Additionally, there are other limitations in interpreting our findings. First, the sample size was small, with our meta‐analysis including fewer than 1,000 patients. A small sample size may result in bias. In the future, we could update our meta‐analysis by extending the publishing date. Second, retrospective studies were included in our meta‐analysis. Compared with prospective studies, retrospective studies are insufficiently objective and lack uniform standards. Therefore, we set strict inclusion criteria for retrospective studies. Subgroup analysis and meta‐regression have also shown no indication that study‐design type contributes to the heterogeneity. Third, in addition to allo‐HSCT and TKI plus chemotherapy, other post‐remission treatments—such as autologous‐HSCT, , blinatumomab, , , inotuzumab ozogamicin, , and chimeric antigen receptor t‐cell immunotherapy (CAR‐T) , , —are available. We also searched for studies on these treatments.

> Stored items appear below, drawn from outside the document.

PR #593, opened 2026-07-05
Enforce timeout for bp-ping

hugoponthieu:
## Summary

This PR makes `bp ping --timeout` enforce a real wall-clock session deadline instead of only influencing bundle lifetime calculation.

The ping runner now races the active ping session against the configured timeout, cancels the session when the deadline expires, and still prints the normal ping summary from the shared service statistics.

The interop scripts that invoke Hardy's `bp ping` now pass the native `--timeout` option. Existing shell `timeout` wrappers around Hardy's own `bp ping` invocations were removed where present, while timeouts around third-party peer tools were left unchanged.

While checking those interop scripts, this PR also fixes two test-environment issues that prevented the updated coverage from running reliably:

- the ION Docker builder now installs the Autotools macro dependencies needed by current ION sources (`pkg-config` and `autoconf-archive`);
- the NASA cFS startup script uses the installed cFS command sender, no longer hides BPNode command failures, and its timeout path prints STCP/contact diagnostics when port `4501` never opens.

## Behavior

Before this change, `bp ping -w/--timeout` was documented as a total session time limit but did not stop the ping session.

After this change, `--timeout T` caps the total `bp ping` runtime for both finite and count-less sessions. On timeout, pinging stops, the partial summary is printed, and the command exits according to the responses received so far.

## Testing

Validated locally:

```sh
cargo test -p hardy-tools
cargo clippy -p hardy-tools --all-targets --all-features -- -D warnings
```

Interop commands to run where the required peer implementation is available:

```sh
./tests/interop/hardy/test_hardy_ping.sh
./tests/interop/hardy/run_hardy_ping_test.sh
./tests/interop/ION/test_ion_ping.sh
./tests/interop/DTNME/test_dtnme_ping.sh
./tests/interop/ESA-BP/test_esa_bp_ping.sh
./tests/interop/HDTN/test_hdtn_ping.sh
./tests/interop/ud3tn/test_ud3tn_ping.sh
./tests/interop/dtn7-rs/test_dtn7rs_ping.sh
./tests/interop/NASA-cFS/test_cfs_ping.sh
```

Manual smoke test against a local Hardy BPA with echo service enabled:

```sh
cargo run -p hardy-bpa-server -- -c bpa-server/examples/config-tcp-1.yaml
cargo run -p hardy-tools -- ping -c 5 --timeout 20s --no-sign ipn:1.7 127.0.0.1:4556
```

Observed result:

```text
5 bundles transmitted, 5 received, 0% loss
```

## Notes

This PR intentionally does not change shell timeouts around peer implementation commands such as `bping`, `ping_me`, or `aap2_ping`, because Hardy's `bp ping --timeout` does not affect those tools.


ricktaylor:
Hi Hugo,

Thank you so much for this.  I have recently refreshed some of the interop test scripts and procedures, so while I review what you have, could you rebase onto main please?

Rick

hugoponthieu:
Hi Rick,

I rebased and it should be good to go. Tell me if you see anything else ! 

Hugo

ricktaylor:
Hi Hugo,

Thanks for the rebase - one quick thing I noticed: `--no-sign` is no longer an option for `bp ping` (BPSec doesn't actually help, so the option has been removed).

Can you fix, and I'll give you a full review after?

hugoponthieu:
Hi Rick, 

Did removed occurences of --no-sign and rebased. Tell me if you see anything else before full review.

ricktaylor:
Hi Hugo - can you sign your commits please?

ricktaylor (changes requested):
Hi Hugo,

Thanks for coming back to this after the merge of `main` — the branch is now level with `main` (merge-base is the current tip), `cargo clippy -p hardy-tools --all-targets --all-features -- -D warnings` and `cargo fmt --check` are both clean, and the restructuring so that the shared `service::Service` outlives the session means the partial summary now prints correctly on timeout. That was the trickiest piece of the previous feedback and it's done right. `--timeout` is now genuinely enforced for both finite and count-less sessions, which is what this PR set out to do.

There are two regressions that came in with the merge, one design point on the timeout mechanism, and two behavioural risks I'd like addressed before this lands. Details below.

## Blocking

### 1. cFS TEST 1 readiness check regressed against `main`

`main` (5eabd812) introduced the shared `wait_for_port` helper in `tests/interop/lib/wait.sh`, and cFS TEST 1 in `tests/interop/NASA-cFS/test_cfs_ping.sh` used it. The merge kept this branch's older inline `ss -tln` loop instead, and it has three problems:

- **A dead container falls through into the test.** When `docker ps` shows the container gone, the loop `break`s out of the `while` with `WAIT_COUNT` still below `WAIT_TIMEOUT`, so the `if [ $WAIT_COUNT -ge $WAIT_TIMEOUT ]` guard below it does not fire. The script then logs "cFS is accepting connections" and runs TEST 1 against a container that has already exited. `wait_for_port` returns 2 in this case and the test is skipped with the logs dumped.
- **The `ss` rationale is the one `wait_for_port` was written to replace.** The comment says "nc -z would be accepted by the CLA", but the helper's doc comment covers this: the probe opens and immediately closes the socket without writing, so it feeds no stray bytes to a length-prefixed STCP peer — and unlike `ss -tln | grep`, a real connect can't false-positive on a bound-but-not-yet-accepting socket and doesn't depend on Docker's port-publishing mode.
- **TEST 2 in the same script still uses `wait_for_port`**, so the two directions now use different readiness mechanisms.

Please restore the `wait_for_port` call for TEST 1. The one thing in the new block genuinely worth keeping is the improved failure diagnostics — the filtered `docker logs | grep -i 'BPNODE\|STCP\|...'` dump — which fits nicely in the failure branch of the `wait_for_port` version.

### 2. `tests/interop/mtcp/Cargo.lock` — unrelated churn, please revert

This PR changes no mtcp sources, but the lockfile diff (105+/38−) *downgrades* `pest` 2.8.7→2.8.6, `wasm-bindgen` 0.2.126→0.2.122, `js-sys`, `zerocopy`, `rapidhash`, and `wasip2` — and the `pest` downgrade drags in a duplicate old-generation crypto stack (`sha2` 0.10, `digest` 0.10, `block-buffer` 0.10, `generic-array` 0.14, `crypto-common` 0.1). This looks like a regeneration against a stale local registry. Please restore the file to `main`'s version (`git checkout origin/main -- tests/interop/mtcp/Cargo.lock`).

## The timeout mechanism itself

The current shape in `run_ping` (`tools/src/ping/exec.rs`):

```rust
match args.timeout {
    Some(t) => tokio::select! {
        r = exec_res => Some(r?),
        _ = tokio::time::sleep(*t) => { tasks.cancel_token().cancel();
            None
             }
    },
    None => Some(exec_res.await?),
};
```

Three separate things worth untangling here.

**First, `tokio::time::timeout()` is the cleaner wrapper for a plain two-way race.** The hand-rolled `select!` + `sleep` is exactly what `timeout()` encapsulates, and the wrapper avoids the incidental problems the macro form has picked up: the `match` currently produces a discarded `Some`/`None` value that exists only to satisfy the arms, and the timeout arm's formatting is hand-rolled — which rustfmt will never fix, because it doesn't reformat `select!` interiors, so it slips past `cargo fmt --check` while still being the kind of hand-formatting the code style guide (`docs/style_guides/code_style_guide.md`, § Formatting) rules out. As a straight substitution:

```rust
match args.timeout {
    Some(t) => {
        if let Ok(r) = tokio::time::timeout(*t, exec_res).await {
            r?;
        }
    }
    None => exec_res.await?,
}
```

(For contrast, the three-way race in `exec_external_cla` — deadline vs child exit vs startup delay — is a legitimate `select!` and should stay as it is.)

**Second, however, both forms share the same flaw: they drop the session future.** On expiry, `exec_inner` is dropped wherever it happens to be suspended. Dropped mid-`sink.send()`, a bundle can be on the wire but never recorded, so the summary undercounts `transmitted`. Nothing inside `exec_inner` gets a chance to observe cancellation — and note that in the current code the `.cancel()` in the timeout arm fires only after the race is already decided, so it cannot help `exec_inner`; it only reaches the signal listener task.

**Third, the machinery for doing this cleanly already exists in this function — and it's the project convention.** The send loop breaks on `cancel_token.cancelled()` between sends, and `wait_for_responses` selects on the token — that's how Ctrl+C already stops the session, via `listen_for_cancel`. The code style guide (`docs/style_guides/code_style_guide.md`, § Async and Concurrency) makes cancellation tokens the standard shutdown mechanism, with `hardy-async` primitives preferred over reaching for `tokio` directly. A deadline is just a scheduled Ctrl+C, so the timeout should ride the same path:

```rust
if let Some(t) = args.timeout {
    let cancel = tasks.cancel_token().clone();
    hardy_async::spawn!(tasks, "ping_deadline", async move {
        if tokio::time::timeout(*t, cancel.cancelled()).await.is_err() {
            cancel.cancel();
        }
    });
}

exec_inner(args, bpa.as_ref(), tasks.cancel_token(), service.clone()).await?;
```

With this, `exec_inner` unwinds cooperatively: the in-flight send completes and is counted, the wait loop exits, it returns `Ok`, and the summary/shutdown sequence is identical for Ctrl+C, deadline, and normal completion — one code path instead of three. Wrapping the sleep in `timeout(*t, cancel.cancelled())` also means the deadline task itself exits promptly when the pool shuts down after a normal run, rather than holding a bare `sleep`.

The one thing the drop-the-future approach buys is a hard bound even if `sink.send()` itself wedges — but in that state the subsequent `bpa.shutdown().await` would hang anyway, so it doesn't actually deliver a bounded process exit (see item 4).

## Behavioural risks

### 3. Internal timeout can convert a partial run into an interop PASS

The interop scripts pass on `RECEIVED == TRANSMITTED`; they never compare against `PING_COUNT`. The old external `timeout` killed the process with exit 124 → FAIL. The new internal timeout exits 0, so a session that only got 3 of 10 pings away before the deadline — with all 3 answered — prints `3 bundles transmitted, 3 received, 0% loss` and passes.

The tidiest fix is tool-side, and it matches the "exit codes matching Linux/BSD ping conventions" comment already in exec.rs: iputils `ping -c N -w D` exits 1 when the deadline arrives with fewer than N replies received. If `run_ping` does the same (count set, timeout expired, `received < count` → `NoResponse`), every script fails correctly with no script changes at all.

### 4. Removing the shell `timeout` leaves startup and shutdown unbounded

`--timeout` bounds the ping session, but not what surrounds it: BPA construction, CLA startup, and — after the deadline fires — `tasks.shutdown().await`, `bpa.shutdown().await`, and the external-CLA child cleanup. A wedged peer is precisely the scenario these interop timeouts exist for, and with the outer `timeout $((...))s` removed a hung shutdown now hangs CI forever. Two cheap options, either is fine: keep the shell `timeout` as an outer belt-and-braces bound with a larger budget than `--timeout` (say `+30s`), or `std::process::exit` after the summary is printed on the deadline path.

## Non-blocking

- `print_summary()` and `statistics()` run while the BPA is still live, so a response landing between them can make the printed summary and the exit code disagree. Snapshot the statistics once and print from the snapshot, or print after `bpa.shutdown()`.
- The new `use std::sync::Arc;` sits two lines above a fully-qualified `std::sync::Arc::new(...)`; the rest of the file is consistently fully-qualified — either is fine, but pick one.
- `tests/interop/NASA-cFS/docker/start_cfs` replaces `main`'s `command -v cmd_send || command -v cmdUtil` lookup with hardcoded `/opt/cfs/host` paths; the Dockerfile already puts that directory on `PATH`, so this is lateral churn — please keep `main`'s lookup. The `send_bpnode_cmd` wrapper that warns loudly instead of `|| true` is a genuine improvement though; please do keep that.
- The `$((PING_COUNT * 2 + 10))s` budget is now repeated in eight scripts and silently assumes `--interval 1s`. A follow-up could derive a default session deadline inside the tool, mirroring `Command::lifetime()`.

## Good as-is

- `tests/interop/ION/docker/Dockerfile`: `pkg-config` + `autoconf-archive` are exactly what current ION autotools sources need.
- The `+x` mode bit on `tests/interop/hardy/run_hardy_ping_test.sh`.
- Native `--timeout` in all eight interop ping invocations, with third-party peer tool timeouts correctly left alone.

tools/src/ping/exec.rs
```diff
@@ -265,13 +265,45 @@ async fn run_ping(
     let tasks = hardy_async::TaskPool::new();
     hardy_async::signal::listen_for_cancel(&tasks);
 
-    let stats = exec_inner(args, bpa.as_ref(), tasks.cancel_token()).await?;
+    let service = std::sync::Arc::new(service::Service::new(args));
```
ricktaylor: Can we use alloc:: not std:: please?

ricktaylor (changes requested):
Looks really good - can we use alloc:: instead of std:: wherever we can - so eventually we might be able to support a no_std ping

ricktaylor:
### Minor, non-blocking (fold into any future push; none justifies a round-trip)

- The new atomics are spelled `std::sync::atomic::{AtomicBool, Ordering}`; in the same no_std-aspiration spirit as the `alloc::` request, these live in `core::sync::atomic`. (The pre-existing `std::time::Duration` sites in the external-CLA block and `std::process::exit` are inherently std-adjacent and fine as they are.)
- Cosmetic: the summary counters come from the snapshot while the lost-bundle list reads live state under the lock, so a reply landing in that window can print `received N−1` yet omit the seqno from the lost list. Harmless self-consistency wobble in a torn-down session; noted only so nobody chases it as a bug later.

ricktaylor (approved):
LTGM!!  Great stuff

ricktaylor:
Sorry - can you rebase one more time - it will fix the clippy warning (unrelated to your changes)

ricktaylor:
Hi Hugo - can you rebase with `git rebase -S main` so it get's signed

ricktaylor:
Aaah - thank you - but you need to attach your PGP key with GitHub

hugoponthieu:
Sorry, I signed from the wrong machine ! Tell me if anything else is needed.

ricktaylor:
Great job, thank you!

A few studies looked at the limited number of patients undergoing autologous‐HSCT. Two studies comparing allo‐HSCT to auto‐HSCT in Ph+ ALL patients showed no difference in RFS and OS between the two groups. , Blinatumomab, inotuzumab ozogamicin, and CAR‐T, as immunotherapy, are usually employed in relapsed or refractory patients and are not used in routine post‐remission treatment. Fourth, the year of transplantation and graft source were not evaluated due to the lack of data in the articles. The analysis and discussion should be conducted in further studies at a future date. Fifth, all included studies did not take quality of life into consideration. Although we concluded no different OS between TKI plus chemotherapy and allo‐HSCT for adult Ph+ ALL, quality of life was not discussed. In the future, quality of life can be analyzed by special scales during follow‐up.

CONCLUSION

Current studies concluded that to a certain extent, TKI combined with chemotherapy can provide adult Ph+ ALL patients with a similar OS rate as allo‐HSCT in the TKI era. The results of our meta‐analysis also indicate that patients receiving TKI combined with chemotherapy in post‐remission had a shorter RFS than patients receiving allo‐HSCT. Our results provide EBM support to the assertion that TKI plus chemotherapy in post‐remission leads to an outcome no worse than allo‐HSCT in adult patients with Ph+ ALL. In summary, TKI combined with chemotherapy can be considered for adult Ph+ ALL patients ineligible for allo‐HSCT in post‐remission. To validate this finding, more prospective studies with large sample sizes and the inclusion of CMR status should be carried out in the future.

CONFLICT OF INTEREST

The authors declare no conflict of interest.